Exercise: Whatever lines the data contains, output all of them unchanged.
========================
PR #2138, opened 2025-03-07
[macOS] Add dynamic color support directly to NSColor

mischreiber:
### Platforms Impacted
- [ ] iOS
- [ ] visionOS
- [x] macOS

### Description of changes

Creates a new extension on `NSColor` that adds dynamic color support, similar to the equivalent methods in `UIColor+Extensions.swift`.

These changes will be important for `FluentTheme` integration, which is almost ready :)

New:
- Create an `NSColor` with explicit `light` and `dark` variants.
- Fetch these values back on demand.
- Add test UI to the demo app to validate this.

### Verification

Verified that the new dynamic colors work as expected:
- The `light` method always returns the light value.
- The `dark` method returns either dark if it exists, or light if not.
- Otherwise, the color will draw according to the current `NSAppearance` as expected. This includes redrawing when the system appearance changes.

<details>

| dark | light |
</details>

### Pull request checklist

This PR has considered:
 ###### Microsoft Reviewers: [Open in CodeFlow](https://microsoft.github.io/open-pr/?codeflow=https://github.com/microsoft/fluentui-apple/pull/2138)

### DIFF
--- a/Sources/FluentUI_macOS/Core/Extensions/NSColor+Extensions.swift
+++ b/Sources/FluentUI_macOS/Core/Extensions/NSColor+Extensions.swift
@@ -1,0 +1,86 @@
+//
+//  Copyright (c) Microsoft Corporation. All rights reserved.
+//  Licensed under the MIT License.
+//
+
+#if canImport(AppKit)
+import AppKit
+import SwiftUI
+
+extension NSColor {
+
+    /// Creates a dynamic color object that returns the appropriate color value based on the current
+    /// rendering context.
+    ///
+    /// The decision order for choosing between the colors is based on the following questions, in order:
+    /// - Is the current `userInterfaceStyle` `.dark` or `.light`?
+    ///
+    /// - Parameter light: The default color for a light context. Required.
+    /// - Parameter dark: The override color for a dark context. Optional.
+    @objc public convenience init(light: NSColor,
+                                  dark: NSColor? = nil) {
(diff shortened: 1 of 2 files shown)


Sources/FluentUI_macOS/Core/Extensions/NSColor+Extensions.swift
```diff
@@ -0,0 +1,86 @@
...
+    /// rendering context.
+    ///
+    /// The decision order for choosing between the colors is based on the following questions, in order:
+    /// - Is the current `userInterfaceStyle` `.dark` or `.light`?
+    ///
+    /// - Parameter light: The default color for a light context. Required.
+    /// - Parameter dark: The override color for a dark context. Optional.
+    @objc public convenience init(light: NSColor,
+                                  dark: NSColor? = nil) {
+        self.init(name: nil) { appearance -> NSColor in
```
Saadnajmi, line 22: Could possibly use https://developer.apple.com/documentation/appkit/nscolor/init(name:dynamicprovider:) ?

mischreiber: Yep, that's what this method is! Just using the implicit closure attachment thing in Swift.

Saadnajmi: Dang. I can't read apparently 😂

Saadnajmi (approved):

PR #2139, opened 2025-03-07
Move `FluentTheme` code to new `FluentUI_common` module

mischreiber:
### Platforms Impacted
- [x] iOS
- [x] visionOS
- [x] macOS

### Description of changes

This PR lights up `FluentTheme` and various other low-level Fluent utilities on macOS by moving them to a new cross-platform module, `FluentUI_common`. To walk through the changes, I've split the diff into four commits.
========================
Reply:
PR #2138, opened 2025-03-07
[macOS] Add dynamic color support directly to NSColor

mischreiber:
### Platforms Impacted
- [ ] iOS
- [ ] visionOS
- [x] macOS

### Description of changes

Creates a new extension on `NSColor` that adds dynamic color support, similar to the equivalent methods in `UIColor+Extensions.swift`.

These changes will be important for `FluentTheme` integration, which is almost ready :)

New:
- Create an `NSColor` with explicit `light` and `dark` variants.
- Fetch these values back on demand.
- Add test UI to the demo app to validate this.

### Verification

Verified that the new dynamic colors work as expected:
- The `light` method always returns the light value.
- The `dark` method returns either dark if it exists, or light if not.
- Otherwise, the color will draw according to the current `NSAppearance` as expected. This includes redrawing when the system appearance changes.

<details>

| dark | light |
</details>

### Pull request checklist

This PR has considered:
 ###### Microsoft Reviewers: [Open in CodeFlow](https://microsoft.github.io/open-pr/?codeflow=https://github.com/microsoft/fluentui-apple/pull/2138)

### DIFF
--- a/Sources/FluentUI_macOS/Core/Extensions/NSColor+Extensions.swift
+++ b/Sources/FluentUI_macOS/Core/Extensions/NSColor+Extensions.swift
@@ -1,0 +1,86 @@
+//
+//  Copyright (c) Microsoft Corporation. All rights reserved.
+//  Licensed under the MIT License.
+//
+
+#if canImport(AppKit)
+import AppKit
+import SwiftUI
+
+extension NSColor {
+
+    /// Creates a dynamic color object that returns the appropriate color value based on the current
+    /// rendering context.
+    ///
+    /// The decision order for choosing between the colors is based on the following questions, in order:
+    /// - Is the current `userInterfaceStyle` `.dark` or `.light`?
+    ///
+    /// - Parameter light: The default color for a light context. Required.
+    /// - Parameter dark: The override color for a dark context. Optional.
+    @objc public convenience init(light: NSColor,
+                                  dark: NSColor? = nil) {
(diff shortened: 1 of 2 files shown)


Sources/FluentUI_macOS/Core/Extensions/NSColor+Extensions.swift
```diff
@@ -0,0 +1,86 @@
...
+    /// rendering context.
+    ///
+    /// The decision order for choosing between the colors is based on the following questions, in order:
+    /// - Is the current `userInterfaceStyle` `.dark` or `.light`?
+    ///
+    /// - Parameter light: The default color for a light context. Required.
+    /// - Parameter dark: The override color for a dark context. Optional.
+    @objc public convenience init(light: NSColor,
+                                  dark: NSColor? = nil) {
+        self.init(name: nil) { appearance -> NSColor in
```
Saadnajmi, line 22: Could possibly use https://developer.apple.com/documentation/appkit/nscolor/init(name:dynamicprovider:) ?

mischreiber: Yep, that's what this method is! Just using the implicit closure attachment thing in Swift.

Saadnajmi: Dang. I can't read apparently 😂

Saadnajmi (approved):

PR #2139, opened 2025-03-07
Move `FluentTheme` code to new `FluentUI_common` module

mischreiber:
### Platforms Impacted
- [x] iOS
- [x] visionOS
- [x] macOS

### Description of changes

This PR lights up `FluentTheme` and various other low-level Fluent utilities on macOS by moving them to a new cross-platform module, `FluentUI_common`. To walk through the changes, I've split the diff into four commits.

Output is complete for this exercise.